Issue #208, opened 2020-02-03
Speed up model parsing


MichaelClerx:
Currently this is very very slow. For example, Myokit is approx ~30 times faster (only checked one file). We should do some profiling to see what causes this, and then check if there's some easy fixes to speed things up

jonc125:
@MauriceHendrix would you be up for doing some profiling on e.g. regenerating the Chaste codegen references, so we have some data to guide optimisation?

I have a couple of ideas for improving the performance of `get_equations_for` specifically, but don't want to invest time in them unless it's going to be noticed!

1. Cache the result of `sorted_variables = nx.lexicographical_topological_sort(graph, key=str)` for each graph, since that doesn't change unless the graph does. Does this method take a long time?
2. Change the logic in `get_equations_for` so it doesn't do a sort, instead working backwards along graph edges from the nodes supplied to build a list of just the equations actually needed. It's possible this would change the ordering in generated code, but I think it should be a fair bit faster as it builds fewer interim data structures.

MauriceHendrix:
sure would be interested. Also in codegen in a few places I add stuff to the model and than just use get_equatons_for again. It would probably be faster if I just updated the list I already had, but that would be quite a bit of extra work.

MauriceHendrix:
ncalls  tottime  percall  cumtime  percall filename:lineno(function)
    75362    0.043    0.000    0.124    0.000 <frozen importlib._bootstrap>:1009(_handle_fromlist)
427730/34403    0.205    0.000    5.535    0.000 assumptions.py:452(getit)
150408/2785    0.716    0.000    5.503    0.002 assumptions.py:464(_ask)
    17634    0.021    0.000    0.026    0.000 basic.py:108(__new__)
36206/36148    0.019    0.000    5.713    0.000 basic.py:1106(xreplace)
658184/36148    1.197    0.000    5.693    0.000 basic.py:1171(_xreplace)
   886729    0.210    0.000    0.210    0.000 basic.py:738(args)
726569/708497    0.208    0.000    0.228    0.000 expr.py:106(__hash__)
    13102    0.154    0.000    0.327    0.000 facts.py:499(deduce_all_facts)
  2200631    1.474    0.000    2.120    0.000 random.py:224(_randbelow)
   138250    1.017    0.000    3.153    0.000 random.py:264(shuffle)
701088/700836    0.197    0.000    0.275    0.000 {built-in method builtins.getattr}
[...]

PR #284, opened 2020-05-06
Improving MathML transpiling

### LINKED ISSUE #51: Rewrite transpiler to use etree instead of dom
Investigate why the mathml2sympy transpiler doesn't like a reference to the MathML DOM element. Currently passing string representation of the MathML.

See `_add_maths` in `parser.Parser`

jonc125:
## Description
Moved the transpiler into parser.py and made it use lxml (elementtree API) rather than DOM. This means we don't need to serialise MathML to string & re-parse to convert to sympy.

## Motivation and Context
Fixes #51. Should also help with #208.

## Types of changes
- [x] Bug fix (non-breaking change which fixes an issue) - at least, it's non-breaking provided users haven't accessed transpiler.py directly!

## Checklist:

## Testing


tests/test_model_evaluation.py
```diff
@@ -1,90 +1,76 @@
...
-
 import networkx
 import pytest
 import sympy
 
-from cellmlmanip import load_model
-
 
-class TestModelEvaluation():
+def test_model_evaluation(hh_model):
```
MichaelClerx, line 6: This could probably go in somewhere else then? Or maybe leave for a bigger test reorganisation :-)

MichaelClerx:
> Also (but maybe less pressing), I found that if you use an assert instead of raising a value error it plays nicely with the code coverage, so e.g.
> `assert len(result) == 2, 'Need exactly 2 children for <piece>'`
> which f triggered gives:
> `AssertionError: Need exactly 2 children for <piece>`
> as opposed to

Asserts should never go from cellmlmanip to a cellmlmanip user though. They're sanity checks, not part of the the public API.

MichaelClerx:
Also, coverage and style checks are there to help. So adapting the code for no other reason than to make them pass is a terrible idea :D

MichaelClerx:
I even try and write commit messages like "improved code style" rather than "fixed flake8", just to remind myself that flake8 is a tool, not the goal :-|
(sorry for being so boring)

MauriceHendrix:
> Also, coverage and style checks are there to help. So adapting the code for no other reason than to make them pass is a terrible idea :D

Sure, but really in my opinion an `assert` is a better fit for something that should be true but where you think it feels like something that might go wrong in the future, even if there is no way of making it fail right now. 
I would say `raise` is more appropriate for errors you are actively expecting and handling.

MichaelClerx:
This one's asking how many children in a `<piece>` though, that's determined by the CellML file you give it as input, isn't it? Might be that this gets caught by an earlier validation, which would make it unreachable and in that case I fully agree with you :D

MauriceHendrix:
> This one's asking how many children in a `<piece>` though, that's determined by the CellML file you give it as input, isn't it? Might be that this gets caught by an earlier validation, which would make it unreachable and in that case I fully agree with you :D

Well if it doesn't then it would need a test contrived cellml file as case no?

PR #287, opened 2020-05-18
Fc data interpolation

jonc125:
## Description
* More robust support for algebraic models. In particular:
    * `get_free_variable` is now covered in our unit tests for this case
    * `convert_variable` will now work for an algebraic model
* Added `move_annotations` optional argument to `convert_variable`, so that we don't have to transfer the cmeta:id in all cases. I needed a 'read-only' converted version of an annotated variable that didn't change the canonical version referred to by metadata.

## Motivation and Context
These features were needed to implement https://github.com/ModellingWebLab/weblab-fc/issues/109.

## Types of changes

## Checklist:

## Testing

### DIFF
--- a/cellmlmanip/model.py
+++ b/cellmlmanip/model.py
@@ -714,7 +714,7 @@ class Model(object):
         # Update mapping
         self._cmeta_id_to_variable[target._cmeta_id] = target
 
-    def convert_variable(self, original_variable, units, direction):
+    def convert_variable(self, original_variable, units, direction, move_annotations=True):
         """
         Ensures the model contains a variable representing ``original_variable`` in the specified ``units``.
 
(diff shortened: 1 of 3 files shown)


cellmlmanip/model.py
```diff
@@ -97,7 +97,7 @@ def get_free_variable(self):
             free_variable = ode.lhs.variables[0]
             return free_variable
 
-        raise ValueError('No free variable set in model.')  # pragma: no cover
+        raise ValueError('No free variable set in model.')
```
MichaelClerx, line 100: Not sure what this exception should be. We're not really complaining about the value of a passed parameter here. Maybe a custom type?

tests/test_parser.py
```diff
@@ -246,14 +246,18 @@ def test_bad_connection_units(self):
 
         assert match in str(dim_error.value)
 
-    def test_new_base_units(self):
-        """Tests unit checking in a model that defines a new base unit."""
+    def test_algebraic_and_new_base_units(self):
```
MichaelClerx, line 249: Can we split this in two tests? These are two entirely unrelated things

cellmlmanip/model.py
jonc125: I was thinking of it as the value of the object you're calling it on being inappropriate for the method. So it's the `self` parameter it's complaining about? It's not really a TypeError, since the type is correct.

tests/test_parser.py
jonc125: We could, but keep the same CellML file?

MichaelClerx: sure

PR #296, opened 2020-06-08
Update setup.py

MauriceHendrix:
## Description

I updated setup.py

## Motivation and Context

test Pypi  didn't like the way it was trying to read the license and it repented the license to the description and quoted the (markdown) description, not a good look. This version shows up better

### DIFF
--- a/setup.py
+++ b/setup.py
@@ -4,18 +4,21 @@ from setuptools import find_packages, setup
 with open('README.md') as f:
     readme = f.read()
 
-with open('LICENSE') as f:
-    license_ = f.read()
-
 setup(
     name='cellmlmanip',
     version='0.1.0',
     description='CellML loading and model equation manipulation',
     long_description=readme,
+    long_description_content_type="text/markdown",
     author='Asif U Tamuri, Sarah M Keating, Maurice Hendrix, Michael Clerx, Jonathan Cooper',
     author_email='j.p.cooper@ucl.ac.uk',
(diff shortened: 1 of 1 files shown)


setup.py
```diff
@@ -4,18 +4,21 @@
...
 
-with open('LICENSE') as f:
-    license_ = f.read()
-
 setup(
     name='cellmlmanip',
     version='0.1.0',
     description='CellML loading and model equation manipulation',
     long_description=readme,
+    long_description_content_type="text/markdown",
```
MichaelClerx, line 12: We're using `'` in the rest of the arguments

MauriceHendrix: sure

setup.py
```diff
@@ -4,18 +4,21 @@
...
     version='0.1.0',
     description='CellML loading and model equation manipulation',
     long_description=readme,
+    long_description_content_type='text/markdown',
     author='Asif U Tamuri, Sarah M Keating, Maurice Hendrix, Michael Clerx, Jonathan Cooper',
     author_email='j.p.cooper@ucl.ac.uk',
     url='https://github.com/ModellingWebLab/cellmlmanip',
-    license=license_,
+    classifiers=[
+        "Programming Language :: Python :: 3",
```
MichaelClerx, line 17: And here

MauriceHendrix: yes but are you ok with the change in principle?

PR #302, opened 2020-06-23
Optional unsorted results

MauriceHendrix:
## Description

Allow unsorted results for the get_state_variables, get_derivatives, get_derived_quantities and get_variables_by_rdf methods of Model

## Motivation and Context

This would be useful for codegen and maybe other components where I get the result of these calls and either sort it myself (in codegen a specific order) or feed it into a set where the order is obviously not important.

## Types of changes

Options for skipping sorting to improve performance

## Documentation checklist

## Testing


setup.py
```diff
@@ -37,7 +37,7 @@
             'codecov',
             'flake8',
             'isort',
-            'pytest>=3.2',
+            'pytest>=4.6',
```
MauriceHendrix, line 40: bumped version as otherwise non-pinned tests will fail

cellmlmanip/model.py
```diff
@@ -232,10 +245,11 @@ def get_rdf_value(self, subject, predicate):
 
         Note: expects exactly one triple to match and the result to be a literal. Its string value is returned.
         """
-        triples = list(self.get_rdf_annotations(subject, predicate))
-        assert len(triples) == 1
-        assert isinstance(triples[0][2], rdflib.Literal)
-        value = str(triples[0][2]).strip()  # Could make this cleverer by considering data type if desired
+        triples = self.get_rdf_annotations(subject, predicate)
+        triple = next(triples)
```
MichaelClerx, line 249: Not sure why these changes are in this PR. But this will raise an iterator error if triples is empty, no? So I think `assert len(triples) == 1, 'Expecting exactly 1 triple'` would be better?

cellmlmanip/model.py
```diff
@@ -502,7 +516,7 @@ def graph_with_sympy_numbers(self):
                 # Check if simplification removed dependencies on other variables, and if so remove the corresponding
                 # edges.
                 refs = self.find_variables_and_derivatives([rhs])
-                edges = list(graph.in_edges(equation.lhs))
+                edges = tuple(graph.in_edges(equation.lhs))
```
MichaelClerx, line 519: Is this just for speed?

MauriceHendrix: yup iterating over immutable (i.e. tuples) or sets is quite a faster than over lists

cellmlmanip/model.py
MauriceHendrix: Good point I changed it to.
```
        triple = next(triples, None)
        assert triple is not None, 'Expecting exactly 1 triple'
```
To catch that case it's just that I want to avoid unnecessary list creation.

MichaelClerx:
```
>>> next(iter([]))
Traceback (most recent call last):
  File "<stdin>", line 1, in <module>
StopIteration
```

MichaelClerx: Ah ok. Just spotted the `None`

MichaelClerx: Hmmmm, what about `triples = [None]`? That triggers the same assert?

MauriceHendrix: I just checked rdflib

RELEASE.md
```diff
@@ -1,2 +1,6 @@
+# Release 0.2.0
+It is now possible to pass sort=False to the get_state_variables, get_derivatives, get_derived_quantities and get_variables_by_rdf methods of Model to get unsorted results.
```
jonc125, line 2: Minor suggestion: let's use the Markdown format to make the release notes look nice. I suggest a bullet for each change, and use monospace for code fragments, eg `sort=False`, `Model`

cellmlmanip/model.py
```diff
@@ -232,10 +245,12 @@ def get_rdf_value(self, subject, predicate):
...
-        triples = list(self.get_rdf_annotations(subject, predicate))
-        assert len(triples) == 1
-        assert isinstance(triples[0][2], rdflib.Literal)
-        value = str(triples[0][2]).strip()  # Could make this cleverer by considering data type if desired
+        triples = self.get_rdf_annotations(subject, predicate)
+        triple = next(triples, None)
+        assert triple is not None, 'Expecting exactly 1 triple'
+        assert next(triples, None) is None, "Expecting exactly 1 triple"
+        assert isinstance(triple[2], rdflib.Literal)
+        value = str(triple[2]).strip()  # Could make this cleverer by considering data type if desired
```
jonc125, line 253: This change is presumably such a minor speed optimisation that I'd be inclined to leave it as it was, since that was clearer.

tests/test_model_functions.py
```diff
@@ -65,9 +65,13 @@ def test_get_derived_quantities(self, basic_model, simple_ode_model):
         """ Tests Model.get_derived_quantities(). """
 
         derived_quantities = basic_model.get_derived_quantities()
+        unsorted_derived_quantities = basic_model.get_derived_quantities(sort=False)
+        assert set(derived_quantities) == set(unsorted_derived_quantities)
```
jonc125, line 69: Given it's an empty set testing the sorting is a bit pointless :)

tests/test_model_functions.py
```diff
@@ -116,12 +120,16 @@ def test_get_state_variables(self, basic_model):
         """ Tests Model.get_state_variables() works on a simple model. """
 
         states = basic_model.get_state_variables()
+        unsorted_states = basic_model.get_state_variables(sort=False)
+        assert set(states) == set(unsorted_states)
```
jonc125, line 124:
```suggestion
        assert states == unsorted_states
```
Since there's just one!

cellmlmanip/model.py
MauriceHendrix: hhm ok

PR #303, opened 2020-06-23
Parser speed optimisation

MauriceHendrix:
## Description

Improved parser speed by delaying adding mathematics until connections are known.

I also added tests for them, and in a few places in the parser changed the error thrown to and assert as I didn't I couldn't come up with a way to make it every throw that error, let me know if I've missed something there.

## Motivation and Context

Parsing wasn't as fast as it could be

## Types of changes

Speed improvement

## Documentation checklist

## Testing


cellmlmanip/model.py
```diff
@@ -936,15 +936,16 @@ def connect_variables(self, source_name, target_name):
...
-            for index, equation in enumerate(self.equations):
-                self.equations[index] = new_eq = equation.xreplace({target: source.assigned_to})
-                if equation.lhs.is_Derivative:
-                    state_var = equation.lhs.free_symbols.pop()
-                    assert state_var in self._ode_definition_map
-                    self._ode_definition_map[state_var] = new_eq
-                else:
-                    assert equation.lhs in self._var_definition_map
-                    self._var_definition_map[equation.lhs] = new_eq
+            if len(self.equations) > 0:
```
MauriceHendrix, line 939: my timing tests showed that it's faster to check len(dict) >0 than to enumerate over an empty dict.
Since 99% of the use is from the parser, I introduced this as a speed-up, I could have removed it entirely, but then we get a library method that doesn't quite do what you would expect, so that's why I kept it.

cellmlmanip/parser.py
```diff
@@ -68,22 +68,19 @@ def __init__(self, name):
...
-        if sibling_name in self.siblings:
-            raise ValueError('Sibling component %s already added!' % sibling_name)
+        assert sibling_name not in self.siblings, 'Sibling component %s already added!' % sibling_name
         self.siblings.add(sibling_name)
 
     def add_encapsulated(self, encapsulated_name):
         """Adds an encapsulated component to this component"""
-        if encapsulated_name in self.encapsulated:
-            raise ValueError('Encapsulated component %s already added!' % encapsulated_name)
+        assert encapsulated_name not in self.encapsulated, 'Encapsulated component %s already added!' % \
```
MauriceHendrix, line 82: I really can't come up with a test for this since the `_Component` class is private and I don't think it should ever be possible, hence I turned it into an assert (with the added benefit that it doesn't count as a coverage miss). Let me know what you think.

TASK STATEMENT: All lines in the listing above that contain "look" should be shown.

RESPONSE TO THIS EXERCISE:
test Pypi  didn't like the way it was trying to read the license and it repented the license to the description and quoted the (markdown) description, not a good look. This version shows up better
jonc125, line 2: Minor suggestion: let's use the Markdown format to make the release notes look nice. I suggest a bullet for each change, and use monospace for code fragments, eg `sort=False`, `Model`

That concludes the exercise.